IV. The regulations on “should have known” exhibit a higher legislative standard
The Network Interpretations have created detailed articles to assist in the court’s determination of whether an ISP shall be considered to have known of its users infringing conduct, infringing upon the network dissemination of information rights of others:
1. Based on the particular characteristics of the ISP, its methods of operation and the likelihood that infringing activity will occur:
2. The type and popularity of the communicated work, performance and radio and video recording and degree of obviousness in determining infringement;
3. Whether the ISP has actively chosen, edited, modified or recommended the work, performance or radio and video recording;
4. Whether ISP has actively taken measures to prevent infringement;
5. Whether ISP has implemented a convenient process to receive infringement notices, and whether it has made timely responses to said infringement notices;
6. Whether ISP has taken proper measures against repeat infringers;
7. Other relevant factors.
For the same, the above regulation only applies to ISPs where its users provide the infringing content. As for other ISPs, we believe they may still be referred to.

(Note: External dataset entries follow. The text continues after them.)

PR #722, opened 2023-08-08
added solution

Visqe:


irynamekh (approved):

src/main/java/mate.academy/lib/Injector.java
```diff
@@ -1,13 +1,75 @@
...
+
+    private Class<?> findImplementation(Class<?> interfaceClazz) {
+        if (!interfaceClazz.isInterface()) {
+            return interfaceClazz;
+        }
+        Map<Class<?>, Class<?>> interfaceImplementations = new HashMap<>();
+        interfaceImplementations.put(FileReaderService.class, FileReaderServiceImpl.class);
+        interfaceImplementations.put(ProductParser.class, ProductParserImpl.class);
+        interfaceImplementations.put(ProductService.class, ProductServiceImpl.class);
+        return interfaceImplementations.get(interfaceClazz);
```
Vasul-Pankiv, line 54: make map a class field and initialize it using Map.of()

Vasul-Pankiv (changes requested):

src/main/java/mate.academy/lib/Injector.java
```diff
@@ -14,6 +14,11 @@
 public class Injector {
     private static final Injector injector = new Injector();
     private final Map<Class<?>, Object> instances = new HashMap<>();
+    private final Map<Class<?>, Class<?>> interfaceImplementations = Map.of(
```
vovasalyha, line 17: Class field means than it should be static.

vovasalyha (approved):

PR #723, opened 2023-08-08
Implemented Field Injection

Zel1oy:


src/main/java/mate.academy/lib/Injector.java
```diff
@@ -1,13 +1,71 @@
...
     public static Injector getInjector() {
         return injector;
     }
 
     public Object getInstance(Class<?> interfaceClazz) {
-        return null;
+        Object classImplementationInstance = null;
+        Class<?> classImpl = findImplementationClass(interfaceClazz);
+        if (!classImpl.isAnnotationPresent(Component.class)) {
+            throw new RuntimeException("Can't initialize object without Component annotation");
```
nacenik, line 31: Which object doesn't have this annotation?

src/main/java/mate.academy/lib/Injector.java
```diff
@@ -1,13 +1,71 @@
...
+        for (Field field : declaredFields) {
+            if (field.isAnnotationPresent(Inject.class)) {
+                Object fieldInstance = getInstance(field.getType());
+                classImplementationInstance = createNewInstance(classImpl);
+                try {
+                    field.setAccessible(true);
+                    field.set(classImplementationInstance, fieldInstance);
+                } catch (IllegalAccessException e) {
+                    throw new RuntimeException("Can't initialize field value. "
+                            + "Class: " + classImpl.getName() + "Field: " + field.getName());
```
nacenik, line 43: don't forget to put a stack trace from the exception 
```suggestion
                    throw new RuntimeException("Can't initialize field value. "
                            + "Class: " + classImpl.getName() + "Field: " + field.getName(), e);
```

nacenik (changes requested):
Don't forget to test your solution in the main

src/main/java/mate.academy/lib/Injector.java
nacenik, line 31: Create additional method for this check

vovasalyha (approved):
Approving, but please take a look on my comments.

PR #739, opened 2023-09-06
created own Injector also Inject and Component annotation

DenysMaksymKachalup:


src/main/java/mate.academy/lib/Component.java
```diff
@@ -1,5 +1,9 @@
 package mate.academy.lib;
 
+import java.lang.annotation.Retention;
+import java.lang.annotation.RetentionPolicy;
+
+@Retention(RetentionPolicy.RUNTIME)
 public @interface Component {
```

Rommelua (changes requested):

sokimaaa (approved):

PR #741, opened 2023-09-13
completed jv-dependency-injection task

Ka1zerov:


src/main/java/mate.academy/lib/Component.java
```diff
@@ -1,5 +1,8 @@
 package mate.academy.lib;
 
-public @interface Component {
+import java.lang.annotation.Retention;
+import java.lang.annotation.RetentionPolicy;
 
+@Retention(RetentionPolicy.RUNTIME)
+public @interface Component {
```
Ivan95kos, line 7: add target annotation

src/main/java/mate.academy/lib/Inject.java
```diff
@@ -1,5 +1,8 @@
 package mate.academy.lib;
 
-public @interface Inject {
+import java.lang.annotation.Retention;
+import java.lang.annotation.RetentionPolicy;
 
+@Retention(RetentionPolicy.RUNTIME)
```
Ivan95kos, line 6: the same

src/main/java/mate.academy/lib/Injector.java
```diff
@@ -1,13 +1,74 @@
...
+            instances.put(clazz, instance);
+            return instance;
+        } catch (ReflectiveOperationException e) {
+            throw new RuntimeException("Can`t create an instance of " + clazz.getName());
+        }
+
+    }
+
+    private Class<?> findImplementation(Class<?> interfaceClazz) {
+        Map<Class<?>, Class<?>> interfaceImplMap = new HashMap<>();
```
Ivan95kos, line 65: move this map to the class field and init, like:

```
);
```

Ivan95kos (changes requested):

olekskov (approved):

PR #782, opened 2023-09-12
Update audience-demo

CraigMacomber:
Update deps and improve readme for  audience-demo.

Also updates CI from node 14 to node 16 to support `??=` syntax.

These updates might help with the node update (https://github.com/microsoft/FluidExamples/pull/779 ), but with the unrelated non-deterministic CI errors and no useful error output, that's just a guess.


CraigMacomber:
When running tests locally, I'm having issues with file watchers. Seems like tests shouldn't need file watchers, and non-test runs (ex: `npm start`) work fine. I can't see a way to disable file watchers for tests though, so I'll see if CI can run them.

robertobe-ms (approved):

Josmithr (approved):
🚀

V. Independent regulations for infringement caused by video uploading websites
The Network Interpretations have also made independent regulations concerning the “shall be known” standard when applied to video uploading websites, where the most serious forms of infringement often occur:
1. Where the ISP has recommended popular videos through the creation of a list, catalogue, reference, description paragraph, brief description or other method when providing its network service, and allows the public to download, browse, or otherwise obtain the copyrighted video in other direct ways;
2. Placing popular films and video works on a main page or other location where the ISP would obviously know of its existence;
3. Where the ISP chooses, edits, arranges, provides recommendations based on genre or theme or content of a popular film or video work, or otherwise provides a ranking system for said copyrighted films and video works;
4. Other situations in which the ISP would clearly be aware that the copyrighted work, performance, or radio and video works are being provided without license, and no reasonable measures have been taken to curb such infringing activity;
VI. Change of judicial jurisdiction
Pursuant to the regulations in Civil Procedure Law and the original network copyright interpretations, these three doctrines shall be followed in determining the jurisdiction of Internet infringement cases: 1. Jurisdiction shall be determined according to the defendant’s residence or location; 2. Jurisdiction shall be determined according to the location of the server hosting the infringing website; 3. When it is difficult to determine the place of infringement or the defendant’s residence, the court shall have jurisdiction where the plaintiff’s terminal by which it detected the infringing activity is located.
In practice, we have seen a number of situations where infringers have located their servers outside of China in order to evade China’s legal jurisdiction. The Network Interpretations have thusly been adjusted to regulate such activity. In making use of the amended articles in addition to giving the courts the ability to find jurisdiction based on the location of the plaintiff’s terminal where the residence of the defendant or location of the infringing activity is either unknown or outside of Chinese jurisdiction, Chinese courts now have greater ability to hear and adjudicate disputes arising out of network and Internet infringement cases.